# Amplificador Peavey 800 cs modelo viejo



## Troy (Dic 16, 2009)

Hola que tal necesito su ayuda si alguien sabe los valores de los transistores que van aqui=> (los marcados con una x encerrados en un rectangulo)segun un diagrama que baje de los foros es el CR103 son 2 pero no encuentro el valor en la tabla final espero puedan ayudarme y gracias de antemano.

me falto la foto lo siento http://www.flickr.com/photos/37414810@N05/4189722584/


----------



## palomo (Dic 17, 2009)

SI que es modelo viejo compatriota digamos tendran unos 20 años que salio ese modelo, he visto Peavey CS800 pero con otro tipo de disipadores mas grandes los que tienen un filo rojo al frente ese si que es viejo, el tuyo es completamente negro y trae una rejilla al frente, ¿ho me equivoco?

Si es posible podrias escanear el diagrama en la parte donde se localiza este transistor y señalarlo, ya que cuento con el diagrama original del Peavey y lo que comentas del transistor es solo codigos cambiados ya que  peavey nunca saco un diagrama con los codigos correctos, aparte que estos tenian muchas conexiones fantasmas esto con el fin que no fueran clonados, y dime no tienes en tu poder los transistores que mencionas o que paso con ellos.

Saludos


----------



## Troy (Dic 17, 2009)

Si efectivamente tiene como 20 años es todo negro y aqui dejo el diagrama en el que me base encerre en rectangulo los 2 transistores que faltan los transistores no los tengo reventaron y solo quedaron las patitas y no encontre ningun cacho del numero espero si me puedas ayudar gracias palomo


----------



## Juan Jose (Dic 17, 2009)

Troy dijo:


> Hola que tal necesito su ayuda si alguien sabe los valores de los transistores que van aqui=> (los marcados con una x encerrados en un rectangulo)segun un diagrama que baje de los foros es el CR103 son 2 pero no encuentro el valor en la tabla final espero puedan ayudarme y gracias de antemano.
> 
> me falto la foto lo siento http://www.flickr.com/photos/37414810@N05/4189722584/


 
Hola troy. Ese poder o potencia o etapa amplificadora etc... como lo denominan en la electronica es una MAQUINA  muy buena denominada Cs800X y es anterior a la serie de igual denominacion pero que finaliza en S.

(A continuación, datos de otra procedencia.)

PR #68, opened 2022-03-03
fee handler java translation

simusud:
fee handler java translation and unit tests


core-contracts/feehandler/src/main/java/network/balanced/score/core/FeeHandler.java
```diff
@@ -0,0 +1,256 @@
...
+import score.annotation.External;
+import score.annotation.Optional;
+import scorex.util.ArrayList;
+import scorex.util.HashMap;
+
+import java.math.BigInteger;
+import java.util.List;
+import java.util.Map;
+
+import static network.balanced.score.core.Checks.onlyGovernance;
```
AntonAndell, line 14: import static network.balanced.score.core.Checks.*;

core-contracts/feehandler/src/main/java/network/balanced/score/core/FeeHandler.java
```diff
@@ -0,0 +1,256 @@
...
+import static network.balanced.score.core.Checks.onlyOwner;
+
+
```
AntonAndell, line 17: no need for double newlines i think

core-contracts/feehandler/src/main/java/network/balanced/score/core/FeeHandler.java
```diff
@@ -0,0 +1,256 @@
...
+    public static final BranchDB<Address, DictDB<Address, String>> routes = Context.newBranchDB("routes", String.class);
+    public static final VarDB<Address> governance = Context.newVarDB("governance", Address.class);
+    public static final VarDB<Boolean> enabled = Context.newVarDB("enabled", Boolean.class);
+    public static final ArrayDB<Address> allowed_address = Context.newArrayDB("allowed_address", Address.class);
+    public static final VarDB<BigInteger> next_allowed_addresses_index = Context.newVarDB("_next_allowed_addresses_index", BigInteger.class);
+
+    public FeeHandler(@Optional Address governance) {
+        if (governance != null) {
+            Context.require(governance.isContract(), "FeeHandler: Governance address should be a contract");
+            FeeHandler.governance.set(governance);
```
AntonAndell, line 33: I perfer usage of this, and i think that is what we are using in other translations

core-contracts/feehandler/src/main/java/network/balanced/score/core/FeeHandler.java
```diff
@@ -0,0 +1,256 @@
...
+    public static final VarDB<BigInteger> fee_processing_interval = Context.newVarDB("block_interval", BigInteger.class);
+    public static final VarDB<byte[]> last_txhash = Context.newVarDB("last_txhash", byte[].class);
+    public static final BranchDB<Address, DictDB<Address, String>> routes = Context.newBranchDB("routes", String.class);
+    public static final VarDB<Address> governance = Context.newVarDB("governance", Address.class);
+    public static final VarDB<Boolean> enabled = Context.newVarDB("enabled", Boolean.class);
+    public static final ArrayDB<Address> allowed_address = Context.newArrayDB("allowed_address", Address.class);
+    public static final VarDB<BigInteger> next_allowed_addresses_index = Context.newVarDB("_next_allowed_addresses_index", BigInteger.class);
+
+    public FeeHandler(@Optional Address governance) {
+        if (governance != null) {
```
AntonAndell, line 31: Minor thing about this constructor is that you can override the governance parameter by updating the contract. Dont know if this is intended or not. 
But if not id suggest also checking this.governance to see if it is already set.

core-contracts/feehandler/src/main/java/network/balanced/score/core/FeeHandler.java
```diff
@@ -0,0 +1,256 @@
...
+    @External
+    public void setAcceptedDividendTokens(Address[] _tokens) {
+        onlyGovernance();
+        Context.require(_tokens.length <= 10, "There can be a maximum of 10 accepted dividend tokens.");
+        for (Address address : _tokens) {
+            Context.require(address.isContract(), TAG + " :Address provided is an EOA address. Only contract addresses are allowed.");
+        }
+
+        while (accepted_dividends_tokens.size() != 0) {
+            accepted_dividends_tokens.pop();
```
AntonAndell, line 63: pop returns the object popped, i think there is a remove Last function as well which does not return the object after each remove.

core-contracts/feehandler/src/main/java/network/balanced/score/core/FeeHandler.java
```diff
@@ -0,0 +1,256 @@
...
+    }
+
+    @External(readonly = true)
+    public Map<String, Object> getRoute(Address _fromToken, Address _toToken) {
+        String path = routes.at(_fromToken).getOrDefault(_toToken, "");
+        if (path.equals("")) {
+            return Map.of();
+        }
+        JsonArray pathJson = Json.parse(path).asArray();
+        String[] pa = new String[pathJson.size()];
```
AntonAndell, line 104: pa is for pathArray? pathArray could be a better name. Might be even better ones, like route, orderdPath, orderdPathArray. You probably have better knowledge for choosing the most correct one or something completely different

core-contracts/feehandler/src/main/java/network/balanced/score/core/FeeHandler.java
```diff
@@ -0,0 +1,256 @@
...
+
+    @External(readonly = true)
+    public BigInteger getFeeProcessingInterval() {
+        return fee_processing_interval.get();
+    }
+
+    @External
+    public void tokenFallback(Address _from, BigInteger _value, byte[] _data) {
+        Address sender = Context.getCaller();
+        if (last_txhash.getOrDefault(new byte[0]) == (Context.getTransactionHash())) {
```
AntonAndell, line 127:
```
        if (last_txhash.getOrDefault(new byte[0]) == (Context.getTransactionHash())) {
            return;
        } else if (!timeForFeeProcessing(sender)) {
            return;
        } 

        last_txhash.set(Context.getTransactionHash());
```

This structure would work as well right?

core-contracts/feehandler/src/main/java/network/balanced/score/core/FeeHandler.java
```diff
@@ -0,0 +1,256 @@
...
+    }
+
+    @External(readonly = true)
+    public List<Address> get_allowed_address(int offset) {
+        int start = offset;
+        int end = Math.min(allowed_address.size(), offset + 20) - 1;
+        List<Address> address_list = new ArrayList<>();
+        for (int i = start; i < end + 1; i++) {
+            address_list.add(allowed_address.get(i));
+        }
```
AntonAndell, line 157: space after } is nice :slightly_smiling_face:

core-contracts/feehandler/src/main/java/network/balanced/score/core/FeeHandler.java
```diff
@@ -0,0 +1,256 @@
...
+            } else {
+                if (loop_flag && (starting_index.equals(current_index))) {
+                    Context.revert("No fees on the contract.");
+                }
+                current_index = current_index.add(BigInteger.ONE);
+
+                if (!loop_flag) {
+                    loop_flag = true;
+                }
+            }
```
AntonAndell, line 188:
```suggestion
            if (balance.compareTo(BigInteger.ZERO) > 0) {
                break;
            } else  if (loop_flag && (starting_index.equals(current_index))) {
                  Context.revert("No fees on the contract.");
             }
              
              current_index = current_index.add(BigInteger.ONE);
              if (!loop_flag) {
                  loop_flag = true;
              }
```

AntonAndell: else can be removed here also, since both the ifs break execution so we can remove nesting depth by 1.
Also don't use the apply suggestion feature did not do the code properly

core-contracts/feehandler/src/main/java/network/balanced/score/core/FeeHandler.java
```diff
@@ -0,0 +1,256 @@
...
+
+        }
```
AntonAndell, line 190: newline

core-contracts/feehandler/src/main/java/network/balanced/score/core/FeeHandler.java
```diff
@@ -0,0 +1,256 @@
...
+        next_allowed_addresses_index.set(current_index.add(BigInteger.ONE));
+        JsonArray path;
+        try {
+            String route = routes.at(address).getOrDefault(getContractAddress("baln"), "");
+            path = Json.parse(route).asArray();
+        } catch (Exception e) {
```
AntonAndell, line 196: What are we catching?  Could you explain the usage?
In general we want to avoid caching general Expections since we do not get any information on what goes wrong if something unexpectedly happens in that clause. 

Uncatched exceptions still reverts the transaction so all does not need to be catched.

core-contracts/feehandler/src/main/java/network/balanced/score/core/FeeHandler.java
```diff
@@ -0,0 +1,256 @@
...
+        try {
+            if (path.size() > 0) {
+                transferToken(address, getContractAddress("router"), balance, createDataFieldRouter(
+                        getContractAddress("dividends"), path));
+            } else {
+                transferToken(address, getContractAddress("dex"), balance, createDataFieldDex(
+                        getContractAddress("baln"), getContractAddress("dividends")));
+            }
+        } catch (Exception e) {
+            Context.revert("No fees on the contract " + address + " failed" + e.getMessage());
```
AntonAndell, line 209: Same here for the try catch, id rather we catch the specific exception that tells us we do not have any fees, and even better use the Context.require to assert the values needed if possible

core-contracts/feehandler/src/main/java/network/balanced/score/core/FeeHandler.java
```diff
@@ -0,0 +1,256 @@
...
+
+    public Address getContractAddress(String _contract) {
+        return (Address) Context.call(governance.getOrDefault(Checks.defaultAddress), "getContractAddress", _contract);
+    }
+
+    public boolean timeForFeeProcessing(Address _token) {
+        if (enabled.getOrDefault(Boolean.FALSE).equals(false)) {
+            return Boolean.FALSE;
+        }
+        BigInteger blockHeight = BigInteger.valueOf(Context.getBlockHeight());
```
AntonAndell, line 237:
```suggestion
        }
        
        BigInteger blockHeight = BigInteger.valueOf(Context.getBlockHeight());
```

core-contracts/feehandler/src/main/java/network/balanced/score/core/FeeHandler.java
```diff
@@ -0,0 +1,256 @@
...
+        BigInteger last_conversion = last_fee_processing_block.getOrDefault(_token, BigInteger.ZERO);
+        BigInteger target_block = last_conversion.add(fee_processing_interval.getOrDefault(BigInteger.ZERO));
+        if (last_conversion.signum() > 0) {
+            return Boolean.TRUE;
+        } else if (blockHeight.compareTo(target_block) < 0) {
+            return Boolean.FALSE;
+        } else {
+            return Boolean.TRUE;
```
AntonAndell, line 245: Hmm unsure if this needed, i have not had any problems returning primitives. (true, false). Do you have a difference in behavior using primitives instead?

core-contracts/feehandler/src/main/java/network/balanced/score/core/FeeHandler.java
```diff
@@ -0,0 +1,256 @@
...
+            } else {
+                transferToken(address, getContractAddress("dex"), balance, createDataFieldDex(
+                        getContractAddress("baln"), getContractAddress("dividends")));
+            }
+        } catch (Exception e) {
+            Context.revert("No fees on the contract " + address + " failed" + e.getMessage());
+        }
+    }
+
+    public byte[] createDataFieldRouter(Address _receiver, JsonArray _path) {
```
AntonAndell, line 213: All of these non external functions should probably be made private. Does not really matter but could allow for unrepresentative behavior during testing.

core-contracts/feehandler/src/main/java/network/balanced/score/core/Checks.java
```diff
@@ -0,0 +1,23 @@
...
+    }
+
+    public static void onlyGovernance() {
+        Address sender = Context.getCaller();
+        Address governance = FeeHandler.governance.getOrDefault(defaultAddress);
+        Context.require(!governance.equals(defaultAddress), FeeHandler.TAG + ": Governance address not set");
+        Context.require(sender.equals(governance), FeeHandler.TAG + ": Sender not governance contract");
+    }
+
+}
```
AntonAndell, line 23:
```suggestion
    }
}
```

AntonAndell (changes requested):
Initial review looks good, some mostly minor changes :muscle: . 
Also make sure the rebase on main and use the dependency structure in place there.

Still need to look at the testing, will do that a little later.

AntonAndell:
@simusud If want some help with evaluating the test you can add jacoo test coverage, so you can see what code you cover int the unit tests. you can see it in the loansContract rewrite or on the bnusd pull request i showed how to add it.

simusud:
> Initial review looks good, some mostly minor changes 💪 . Also make sure the rebase on main and use the dependency structure in place there.
> 
> Still need to look at the testing, will do that a little later.
> 
> Edit: I do not see a gradle file commited for you contract, did you forget to add it? Will pause review until that is resolved so i can run the code.

sorry about that , i have just uploaded the gradle file and rebased the branched to main.

core-contracts/feehandler/src/main/java/network/balanced/score/core/FeeHandler.java
simusud: it was to catch the case when route is empty. But yeah, i have optimized it removing try and catch

core-contracts/feehandler/src/main/java/network/balanced/score/core/FeeHandler.java
simusud: Same here, will remove try and catch as it looks unnecessary to catch exception.

simusud:
Made the requested changes .  Please have a look once .

core-contracts/feehandler/src/test/java/network/balanced/score/core/feehandler/FeeHandlerTest.java
```diff
@@ -0,0 +1,151 @@
...
+    void getEmptyRoute(){
+        feehandler.invoke(governance.getAccount(), "setRoute", sicxScore.getAddress(), baln.getAddress(), new Address[] {bnusd.getAddress()});
+        assertEquals(Map.of(), feehandler.call("getRoute", bnusd.getAddress(), baln.getAddress()));
+    }
+
+    @Test
+    void deleteRoute(){
+        feehandler.invoke(governance.getAccount(), "setRoute", sicxScore.getAddress(), baln.getAddress(), new Address[] {bnusd.getAddress()});
+        feehandler.call("getRoute", sicxScore.getAddress(), baln.getAddress());
+        feehandler.invoke(governance.getAccount(), "deleteRoute",sicxScore.getAddress(), baln.getAddress());
```
AntonAndell, line 91: Needs to assert that it is deleted

core-contracts/feehandler/src/test/java/network/balanced/score/core/feehandler/FeeHandlerTest.java
```diff
@@ -0,0 +1,151 @@
...
+        assertEquals(BigInteger.TEN, feehandler.call("getFeeProcessingInterval"));
+    }
+
+    @Test
+    void tokenFallback(){
+        setAcceptedDividendTokens_NoPreviousTokens();
+        setFeeProcessingInterval();
+        feehandler.invoke(governance.getAccount(), "enable");
+        feehandler.invoke(sicxScore.getAccount(), "tokenFallback", baln.getAddress(), BigInteger.TEN.pow(2), new byte[0]);
+    }
```
AntonAndell, line 106: Needs assert, to show what it is testing

core-contracts/feehandler/src/test/java/network/balanced/score/core/feehandler/FeeHandlerTest.java
```diff
@@ -0,0 +1,151 @@
...
+        feehandler.invoke(owner, "route_contract_balances");
+    }
+
+    @Test
+    void route_contract_balances_with_empty_path(){
+        bnusd.invoke(owner, "mintTo", feehandler.getAddress(), MINT_AMOUNT);
+        feehandler.invoke(owner, "add_allowed_address", bnusd.getAddress());
+        setGetRoute();
+        feehandler.invoke(owner, "route_contract_balances");
+    }
```
AntonAndell, line 139: Assert that the correct contracts are called, id use mockito spy to achieve this.

core-contracts/feehandler/src/test/java/network/balanced/score/core/feehandler/FeeHandlerTest.java
```diff
@@ -0,0 +1,151 @@
...
+    @Test
+    void get_allowed_address_NegativeOffset(){
+        feehandler.invoke(owner, "add_allowed_address", sicxScore.getAddress());
+        try{
+            feehandler.call("get_allowed_address", -1);
+        }catch (AssertionError e){
+            assertEquals("Reverted(0): Negative value not allowed.", e.getMessage());
+        }
+    }
+
```
AntonAndell, line 125: Add a test for route_contract_balances to check for infinite loops, a list larget than 1 with all balance 0 i think

core-contracts/feehandler/src/test/java/network/balanced/score/core/feehandler/FeeHandlerTest.java
```diff
@@ -0,0 +1,151 @@
...
+        expc.add(sicxScore.getAddress());
+        expc.add(baln.getAddress());
+        assertEquals(expc, feehandler.call("getAcceptedDividendTokens"));
+    }
+
+    @Test
+    void setGetRoute() {
+        feehandler.invoke(governance.getAccount(), "setRoute", sicxScore.getAddress(), baln.getAddress(), new Address[] {bnusd.getAddress()});
+        Map<String, Object> res = (Map<String, Object>) feehandler.call("getRoute", sicxScore.getAddress(), baln.getAddress());
+        assertEquals(baln.getAddress(), res.get("toToken"));
```
AntonAndell, line 78: Assert the other 2 parameters aswell

core-contracts/feehandler/src/test/java/network/balanced/score/core/feehandler/FeeHandlerTest.java
```diff
@@ -0,0 +1,151 @@
...
+
+import com.iconloop.score.test.Account;
+import com.iconloop.score.test.Score;
+import com.iconloop.score.test.ServiceManager;
+import com.iconloop.score.test.TestBase;
+import network.balanced.score.core.feehandler.utils.*;
+import org.junit.jupiter.api.BeforeEach;
+import org.junit.jupiter.api.Test;
+import score.Address;
+import scorex.util.ArrayList;
```
AntonAndell, line 11: U can use java.util.arrayList here

AntonAndell (changes requested):
Contract look almost finished, just to comments.

Testing can still be improved i think.
Missing a few test cases and could improve structure a bit. Please just tag me in comments here if you have any questions/don't agree. I usually respond quite quickly.
Try to keep a consistent structure, usually

Setup all you need for the test, variables/contract state

Do something, call methods/transfer tokens

Verify everything relevant, Assert that everything is as it is supposed to be. The correct values are set or the correct methods are called

AntonAndell:
Look at how nightowl use static mock to replace the need to mock normal contracts.
https://github.com/balancednetwork/balanced-java-contracts/pull/54#discussion_r837346066

You can look there to see how you can probably remove the need for a governance mock

AntonAndell:
Developing now is like constantly developing against a moving target, sorry about that. But if you can please rebase on master, and add a interface to you contract in score-lib, which you then implement in your contract. You can check how it is done for example rebalancing.

nightowl121:
@AntonAndell feehandler is ready for merge

AntonAndell (approved):
Looks good, but admin is used instead of governance in many places. Is that an active choice and if it is are we sure governance is admin on mainnet?

core-contracts/FeeHandler/src/main/java/network/balanced/score/core/feehandler/FeeHandlerImpl.java
```diff
@@ -0,0 +1,316 @@
...
+    }
+
+    @External(readonly = true)
+    public boolean isEnabled() {
+        return enabled.getOrDefault(false);
+    }
+
+    @External
+    public void setAcceptedDividendTokens(Address[] _tokens) {
+        only(admin);
```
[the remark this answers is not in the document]
nightowl121: Yeah, only(admin) is an intended choice to bring uniformity with other contracts. Currently admin is not set in mainnet.  It can be set either during upgrade or later through governance contract. All the methods having only(admin) are configuration methods which are already being set in mainnet, so they don't have immediate use also.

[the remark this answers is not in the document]
AntonAndell: Sounds good

nightowl121 (approved):
Approved

nightowl121 (approved):
Approved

El componente en cuestion, CR103 va en conjunto o trabaja junto al CR104 y son la proteccion contra corriente continua que tiene la etapa para proteger los parlantes cuando alguno de los transistores de salida se pone en cortocircuito. 
*CR103 es un triac de 12 amperes como por ejemplo el TIC226D. (el original es SAC187 pero no se consigue).*
CR104 es un diac que se dispara a los 8 voltios y tiene carcasa de transistor TO-92

Te paso el diagrama esquematico, los componentes y un pdf de donde puede comprar repuestos originales pero si te aseguras que son de buena calidad no tendras problemas en colocar solo un TRIAC de 12 amperes en lugar de CR103 y un DIAC de 8 voltios en lugar de CR104.

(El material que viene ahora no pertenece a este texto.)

PR #609, opened 2024-07-23
Add dynamic settings / resource loading

jclapis:
This allows the Smart Node to load its network settings and resources from disk, rather than hardcoding them directly into the app. Patches and I have been talking about this for a while and better late than never!

Benefits are:
- Ability to add new network configurations for new networks like Kurtosis
- Ability to modify parameters (like URLs or addresses) for existing networks (e.g, add new `previousRocketRewardsPoolAddresses` directly in the settings file instead of having to build a new SN release with an updated address list).

I did my best to port the structure over from HD, but I'd test this all-the-same just to make sure I didn't miss anything. I haven't actually run this build of the SN in a vacuum to make sure all of the template parameters have been updated so pay particular attention to that. Otherwise, enjoy!


0xfornax:
Closing since we didn't continue with the V2 branch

El funcionamiento es muy sencillo: el conjunto monitorea el niver de corriente contina entre los terminales de la salida del amplificador, ante una escalada superior a 8 voltios dispara el triac (que bien sabes una vez disparado solamente se apaga cuando la correinnte pasa por cero) y cortocircuita la salida del amplificador lo que protege el altavoz y que la etapa se proteja por temperatura o explote. Generalmente y con transistores buenos bien apareados etc. etc. no pasa mas que abrirse la resistencia de emisor del transistor que esta en cortocircuito y minimiza los daños en la salida.

Bueno, espero haberte ayudado y un saludos.

Juan Jose


----------



## Troy (Dic 17, 2009)

Ah ok entonces pongo los 2 TIC226D que me hacen falta y listo muchas gracias juan jose comprare las piezas y posteo si queda gracias.


----------



## palomo (Dic 18, 2009)

Jajajaja me ganaste en la respuesta Juan Jose, y efectivamente es un triac, con poner uno de 12A es mas que suficiente, pero (siempre ay uno) debes checar la causa que estos se ayan despedazado antes de remplazar nadamas los triac, debes revizar cada transistor por ahi debe de andar uno o varios haciendote la maldad.


Saludos.


----------



## Juan Jose (Dic 18, 2009)

palomo dijo:


> Jajajaja me ganaste en la respuesta Juan Jose, y efectivamente es un triac, con poner uno de 12A es mas que suficiente, pero (siempre ay uno) debes checar la causa que estos se ayan despedazado antes de remplazar nadamas los triac, debes revizar cada transistor por ahi debe de andar uno o varios haciendote la maldad.
> 
> 
> Saludos.


 
Totalmente deacuerdo Palomo. En realidad por ese motivo le indicaba como trabaja el sistema y porque se puede haver destruido.
Transistores y resistencias de emisor y componentes aledaños son posible que esten dañados y por eso tener cc en la salida de parlantes.



saludos

Juan Jose


----------



## blasidalen (Mar 13, 2011)

Hola,alguien puede decirme que función tiene el transistor fet que se situa en uno de los ic de entrada de señal? puede ser estabilizador de corriente?.Saludos


----------



## crimson (Mar 13, 2011)

Hola blasidalen, el FET es el del limitador de volumen, se usa como resistencia variable, cuando la salida supera su máximo permitido,se activa el led de "clip" y el FET comienza a derivar la señal a masa, disminuyendo el volumen y evitando el recorte de la señal de salida. Saludos C


----------



## blasidalen (Mar 15, 2011)

Gracias por contestar

Pensaba que esa era la funcion de los integrados,osea el compresor.Saludos


----------